I want to create an Apache Spark DataFrame from a S3 resource. I've tried on AWS and on IBM S3 Clout Object Store, both fail with

org.apache.spark.util.TaskCompletionListenerException: Premature end of Content-Length delimited message body (expected: 2,250,236; received: 16,360)

I'm running pyspark with

./pyspark --packages com.amazonaws:aws-java-sdk-pom:1.11.828,org.apache.hadoop:hadoop-aws:2.7.0

I'm setting the S3 configuration for IBM with

sc._jsc.hadoopConfiguration().set("fs.s3a.access.key", "xx")
sc._jsc.hadoopConfiguration().set("fs.s3a.secret.key", "xx")
sc._jsc.hadoopConfiguration().set("fs.s3a.endpoint", "s3.eu-de.cloud-object-storage.appdomain.cloud")

Or AWS with

sc._jsc.hadoopConfiguration().set("fs.s3a.access.key", "xx")
sc._jsc.hadoopConfiguration().set("fs.s3a.secret.key", " xx ")
sc._jsc.hadoopConfiguration().set("fs.s3a.endpoint", "s3.us-west-2.amazonaws.com")

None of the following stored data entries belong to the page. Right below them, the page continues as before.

PR #355, opened 2015-09-15
update jss info

kof:


kof:
Also would be nice to have this comparison in a separate repository

kof:
And maybe some better format because editing this md file is not fun

ianobermiller:
Agreed on both counts! Thanks for updating. Suggestions on a better format? I'd say a repo with one file per library, with some format conducive to multi-line markup.

kof:
not sure what to suggest if simple md will be used ... might be better to generate html  using json configs.

ianobermiller:
Yeah that works for me.

PR #356, opened 2015-09-16
Fix object-assign dependency location

richardfickling:
It's required in modules/enhancer.js


ianobermiller:
Shoot, I should have caught that. Actually, I'll switch it to be spread instead.

PR #360, opened 2015-09-18
Removing dead code

AnSavvides:
As far as I can tell - correct me if I am wrong - this was just dead code.

To begin with, `animationStyleSheet` is set to be `null` and this changes when `isAnimationSupported` is `true` -- within the `keyframes` function, we do the following check:

```js
if (!isAnimationSupported) {
  return name;
}
```

...which happens before the (now removed) `throw`. Therefore, `animationStyleSheet` could never not be `truthy` at this point if `isAnimationSupported` is `true`. If `isAnimationSupported` were `true` and `animationStyleSheet` was to be `null` or a `false`-y value (for whatever reason), it would break here anyway, before ever getting to the `throw` portion of the code:

```js
animationStyleSheet.textContent = '@keyframes {}';
```

We could add a check before the above and if `animationStyleSheet` is `false`-y we could `throw` an `Error`, otherwise proceed?

### DIFF
--- a/modules/keyframes.js
+++ b/modules/keyframes.js
@@ -29,6 +29,12 @@ var keyframes = function (
   keyframeRules: {[percentage: string]: {[key: string]: string|number}},
   componentName?: string
 ): string {
+  // for flow
+  /* istanbul ignore next */
+  if (!animationStyleSheet) {
+    throw new Error('keyframes not initialized properly');
+  }
+
   var name = 'Animation' + animationIndex;
   animationIndex += 1;
 
--- a/modules/keyframes.js
+++ b/modules/keyframes.js
@@ -45,12 +45,6 @@ var keyframes = function (
     }).join('\n') +
     '\n}\n';
 
-  // for flow
-  /* istanbul ignore next */
-  if (!animationStyleSheet) {
-    throw new Error('keyframes not initialized properly');
-  }
-
   animationStyleSheet.sheet.insertRule(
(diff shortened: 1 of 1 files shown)


ianobermiller:
Sorry I couldn't follow your description above. You'll notice the code has a comment: "for flow". This code was added just so flow would pass, which is why your pr is failing. If you want to refactor it in such a way that we don't need the code but flow is also happy, feel free, otherwise you can close this PR.

AnSavvides:
I should've probably explained the above a little better... :) I went for detail but that just made it a tad more confusing!

*tl;dr* - I think the check should be happening earlier. I will make the change, check that `flow` is still happy and push it.

ianobermiller:
:+1:

ianobermiller:
I don't think there is any point to just moving the code. I wouldn't mind putting in some slightly misleading annotations on `animationStyleSheet` to make flow think it always has a value, maybe just `var animationStyleSheet: any = null;` to make flow ignore it?

AnSavvides:
I see what you mean.

Moving it up means it fails *earlier*, if it is to fail, without doing the whole `var keys = ...` bit which is pointless if we are just going to `throw` straight after. On the other hand though, if we are going to `throw`, does it really matter optimizing for that `throw` to happen as soon as possible and minimizing computations?

I think maybe it's better to leave it as is, it's not a big deal.

PR #368, opened 2015-09-25
When hovering, remove :hover from the previous hovered component

### LINKED ISSUE #367: :hover gets wrong events
I have several rows which have hover styles. If I move my mouse over them slowly everything is fine.

When I move the mouse over them quickly I found that the hover styles were remaining. 

I logged the `e.target` of the events that were happening `onMouseEnter` and `onMouseLeave` in `resolve-interaction-styles-plugin.js` and found that when the hover style was not being removed -`e.target` had the value of the next element that was entered, not the value that was left.

So this doesn't seem like the fault of radium, but it seems like something you may need to deal with! I would expect `:hover` to be a unique property that can only exist on a single element - it should not be able to get into a state where two different elements have the hover state at the same time. 

I guess this implies some sort of global state than ensures this?

wbecker:
Fixes #367 

I haven't written tests around this, as I'm not sure you will accept it due to the (admittedly ugly!) global state. 

However, this has solved my problem, when running it locally. 

If this is accepted in theory, I'll make it ready for pulling!

### DIFF
--- a/modules/plugins/resolve-interaction-styles-plugin.js
+++ b/modules/plugins/resolve-interaction-styles-plugin.js
@@ -10,6 +10,8 @@ var _isInteractiveStyleField = function (styleFieldName) {
     styleFieldName === ':focus';
 };
 
+var lastHover;
+
 var resolveInteractionStyles = function (config: PluginConfig): PluginResult {
   var {
     ExecutionEnvironment,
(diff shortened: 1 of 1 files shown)


ianobermiller:
The one thing this doesn't cover is nested elements, where it is certainly possible to have :hover on multiple elements at once.

wbecker:
Good point!

ianobermiller:
Closing this PR for now, feel free to reopen if you can think of a better approach.

PR #615, opened 2021-05-14
[Proposal] Add keepUnusedImports option

mizchi:
## Add this feature

```ts
import { transform } from "sucrase";
const build = transform(`
import Foo from "Foo"; // type only
export function handleFoo(foo: Foo) {
  return foo;
}`, { transforms: ["typescript"], keepUnusedImports: true });

console.log(build.code) // keep Foo imports
```

## Why

I tried to use sucrase in svelte preprocess. (I'm creating compiler in browser to svelte preview. sucrase is most lightweight in typescript compilers)

Svelte use script block variables in template.

```js
<script lang="ts">
  import Foo from "./Foo.svelte";
</script>

<Foo/>
```

Current sucrase default will remove this code because `Foo` is not referenced. I need option for svelte compiler.

## Other case: microsoft typescript and svelte

`svelte-preprocess` has custom typescript plugin to restore imports. https://github.com/sveltejs/svelte-preprocess/blob/main/src/transformers/typescript.ts#L35-L54

And svelte recommends `tsconfig.json`'s `importsNotUsedAsValue: "error"` so users handle imports manually.

### DIFF
--- a/src/Options-gen-types.ts
+++ b/src/Options-gen-types.ts
@@ -26,6 +26,7 @@ export const Options = t.iface([], {
   sourceMapOptions: t.opt("SourceMapOptions"),
   filePath: t.opt("string"),
   production: t.opt("boolean"),
+  keepUnusedImports: t.opt("boolean"),
 });
 
 const exportedTypeSuite: t.ITypeSuite = {
--- a/src/Options.ts
+++ b/src/Options.ts
@@ -46,6 +46,12 @@ export interface Options {
    * If specified, omit any development-specific code in the output.
    */
   production?: boolean;
+
+  /**
+   * If specified, keep unused import specifiers on typescript.
+   * This feature is needed by svelte compiler to tell template block from script block.
+   */
+  keepUnusedImports?: boolean;
 }
 
 export function validateOptions(options: Options): void {
--- a/src/transformers/ESMImportTransformer.ts
+++ b/src/transformers/ESMImportTransformer.ts
@@ -20,7 +20,7 @@ import Transformer from "./Transformer";
 export default class ESMImportTransformer extends Transformer {
   private nonTypeIdentifiers: Set<string>;
   private declarationInfo: DeclarationInfo;
-
+  private keepUnusedImports: boolean = false;
   constructor(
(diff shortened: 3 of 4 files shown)


alangpierce:
Thanks for the contribution! This certainly makes sense to me. I've never been a fan of the auto-removal of imported names, and it certainly makes Sucrase a lot more complicated, though I can see why the TS team made that choice originally.

My initial thought was that this is the equivalent of TypeScript's: `"importsNotUsedAsValues": "preserve",`, but I guess the two are different; regardless of configuration, TS will *always* remove type-only (or unused) name bindings from an import statement, and the `importsNotUsedAsValues` setting just controls whether it removes the import statement as a whole if all the imported names are removed. In contrast, this `keepUnusedImports` Sucrase setting will prevent the name bindings from being removed (and therefore also prevent the import statements from being removed).

One concern I have with this approach is that if an imported name is actually just a type (like an `export type` or `export interface` declaration), then the compiled code would be importing that type it even though the export statement is removed by the compiler in the other file. I *thought* that would typically result in a runtime error, though I may be wrong, and I suppose it depends on the module system implementation. Do you know if that would cause a problem with svelte? One possible approach here could be to use a strategy like in https://github.com/alangpierce/sucrase/pull/433, where we remove an imported value if we see that it's used as a type and only as a type, and leave it alone if it's unused. Another strategy is that everyone writing code with this flag enabled can put all their types in an `import type` statement so that it'll get erased.

Another question on my mind is what to do when compiling to CommonJS (the `imports` transform). The CJS approach doesn't emit variable names in the import statement, it just transforms usages, so arguably the flag doesn't apply. Still, since this flag preserves the side effect of the import on the ESM side, I think it would be best to do the same on the CJS side as well. That would be `CJSImportProcessor.pruneTypeOnlyImports` and `CJSImportProcessor.processImportEquals` in the Sucrase code.

alangpierce:
Thanks again! Now that TS has a `verbatimModuleSyntax` option, I implemented an analogous Sucrase option `keepUnusedImports` (#811) using this PR as a starting point, which I'll release soon in 3.33.0.

PR #619, opened 2021-06-05
Fix for CJSImportProcessor not using interop helper for aliased default imports

Rugvip:
Hi! Found something that I think is a bug in the handling of aliased default imports.

For example, given the following code:

```ts
import { default as myFunc } from './myFunc';

myFunc();
```

We want this to be transpiled to something like this (simplified):

```ts
const myFunc = _interopRequireDefault(require('./myFunc'));

myFunc.default();
```

But since it's not treated as a default import, we get this kind of thing instead:

```ts
const myFunc = require('./myFunc');

myFunc.default();
```

Which may cause trouble if the imported module is not an ESM module.

### DIFF
--- a/src/CJSImportProcessor.ts
+++ b/src/CJSImportProcessor.ts
@@ -178,7 +178,7 @@ export default class CJSImportProcessor {
   private preprocessImportAtIndex(index: number): void {
     const defaultNames: Array<string> = [];
     const wildcardNames: Array<string> = [];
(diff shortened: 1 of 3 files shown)


alangpierce (approved):
Good catch, and the fix looks great, thank you! I also checked the Babel and TS output and confirmed that both of them have this behavior as well.

alangpierce:
Just published as 3.18.2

In both cases the following code: df=spark.read.csv("s3a://drill-test/cases.csv")

It fails with the exception

org.apache.spark.util.TaskCompletionListenerException: Premature end of Content-Length delimited message body (expected: 2,250,236; received: 16,360)
3

There are 3 best solutions below

0
On

First of all you should take a look at the exception it doesn't provide information

https://spark.apache.org/docs/1.2.2/api/java/org/apache/spark/util/TaskCompletionListenerException.html

There is one case that I can think of which is user permission error from s3 and IBM cloud both. Are you accessing the public link on s3 or is it a private link if it is then. You should dig deep on the link permissions.

1
On

This is probably very confusing for you.

The error below:

org.apache.spark.util.TaskCompletionListenerException: Premature end of Content-Length delimited message body (expected: 2,250,236; received: 16,360)

Is s3 telling you that you have an error in communication with s3. My guess is that you are on an older version of spark that does not know what the exception is and it attempts to bring the file back as the XML error message.

Please see the below updates that should help with your situation, by placing them above your read call and by filling in <aws_key>, <aws_secret>, and <aws_region>:

hadoop_conf = spark.sparkContext._jsc.hadoopConfiguration()
hadoop_conf.set("fs.s3a.awsAccessKeyId", "<aws_key>")
hadoop_conf.set("fs.s3a.awsSecretAccessKey", "<aws_secret>")
hadoop_conf.set("fs.s3a.impl","org.apache.hadoop.fs.s3a.S3AFileSystem")
hadoop_conf.set("fs.s3a.impl","org.apache.hadoop.fs.s3native.NativeS3FileSystem")
hadoop_conf.set("com.amazonaws.services.s3.enableV4", "true")
hadoop_conf.set("fs.s3a.aws.credentials.provider","org.apache.hadoop.fs.s3a.BasicAWSCredentialsProvider")
hadoop_conf.set("fs.s3a.endpoint", "<aws_region>.amazonaws.com")

Good luck!

1
On

Spent days trying to figure this out.. I had openjdk version "1.8.0_265" which was giving me that exact error when trying to read from IBM S3 COS. Changed my java version to openjdk version "1.8.0_272" and it worked.